Possible split-brain

Jeff Darcy jdarcy at redhat.com
Thu Nov 11 19:46:45 UTC 2010

On Thu, 2010-11-11 at 16:00 +0000, Aaron Roberts wrote:

> The platform is not currently running production data and I have been testing the redundancy of the setup (pulling cables etc.).  All my servers are now logging the following messages every 1 minute or so:
> [2010-11-11 14:18:49.636327] I [afr-common.c:672:afr_lookup_done] datastore-replicate-0: split brain detected during lookup of /.
> [2010-11-11 14:18:49.636388] I [afr-common.c:716:afr_lookup_done] datastore-replicate-0: background  meta-data data self-heal triggered. path: /
> [2010-11-11 14:18:49.636863] E [afr-self-heal-metadata.c:524:afr_sh_metadata_fix] datastore-replicate-0: Unable to self-heal permissions/ownership of '/' (possible split-brain).
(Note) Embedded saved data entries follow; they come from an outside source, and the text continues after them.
PR #91, opened 2020-01-29
[Ezytreev] Get update notes for certain status codes

chrismytton:
We want to pass the update notes for certain status codes through to FMS. This change adds a whitelist of codes that we allow the notes for and then checks that list when retrieving updates and shows the notes if it's in the whitelist, otherwise it just shows the enquiry status description.

Fixes https://github.com/mysociety/fixmystreet-commercial/issues/1752

### DIFF
--- a/perllib/Open311/Endpoint/Integration/Ezytreev.pm
+++ b/perllib/Open311/Endpoint/Integration/Ezytreev.pm
@@ -133,16 +133,18 @@ sub get_service_request_updates {
         foreach my $enquiry_status (@{$enquiry->{StatusHistory}}) {
             # Ignore updates created by FMS
             next if $enquiry_status->{StatusByName} eq 'CRM System';
-            my $status = $self->reverse_status_mapping->{$enquiry_status->{EnquiryStatusCode}};
+
+            my $status_code = $enquiry_status->{EnquiryStatusCode};
+            my $status = $self->reverse_status_mapping->{$status_code};
             if (!$status) {
                 $self->logger->warn("Missing reverse status mapping for EnquiryStatus Code " .
-                    "$enquiry_status->{EnquiryStatusCode} (EnquiryStatusID $enquiry_status->{EnquiryStatusID})\n");
+                    "$status_code (EnquiryStatusID $enquiry_status->{EnquiryStatusID})\n");
                 $status = "open";
             }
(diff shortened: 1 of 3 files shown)


perllib/Open311/Endpoint/Integration/Ezytreev.pm
```diff
@@ -133,13 +138,21 @@ sub get_service_request_updates {
                 $status = "open";
             }
             my $dt = $w3c->parse_datetime($enquiry_status->{StatusDate});
-            my $status_description = $enquiry_status->{EnquiryStatusDescription};
-            $status_description =~ s/^\s+|\s+$//g;
+
+            my $description;
+            if (grep { $_ eq $enquiry_status->{EnquiryStatusCode} } @{$self->statuses_to_show_notes_for}) {
```
dracos: Do we also want to check that StatusInfo has some content, and only doing this if yes? (Assuming EnquiryStatusDescription always exists.)

perllib/Open311/Endpoint/Integration/Ezytreev.pm
```diff
@@ -52,6 +52,11 @@ has reverse_status_mapping => (
     default => sub { $_[0]->endpoint_config->{reverse_status_mapping} }
 );
 
+has statuses_to_show_notes_for => (
+    is => 'lazy',
+    default => sub { $_[0]->endpoint_config->{statuses_to_show_notes_for} }
```
dracos: Just idle thought, this could create a hash, e.g. `sub { { map { $_ => 1 } @{$_[0]->endpoint_config->{statuses_to_show_notes_for}} } }` and then the check code would be `$self->statuses_to_show_notes_for->{$enquiry_status->{EnquiryStatusCode}}` (or even nicer if you stick `$enquiry_status->{EnquiryStatusCode}` in a simple var first).

perllib/Open311/Endpoint/Integration/Ezytreev.pm
chrismytton: I think it's fine to always show `StatusInfo`, even if it's empty. Peterborough know that what they type in ezytreev for these status codes will be shown on FMS, so I think it's expected behaviour that when they write nothing then nothing is shown on FMS.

Please fix the file on all backend volumes

Can you do a "getfattr -d -e hex -m trusted.afr $path" on the path for
each brick's root directory (server side)?  There seem to be a few
different ways for the split-brain flag to be set, all having to do with
the contents of these xattrs.  The solution might be to clear them, but
it would be good to see what the values are and have someone closer to
the AFR code than I am determine exactly which case we're in.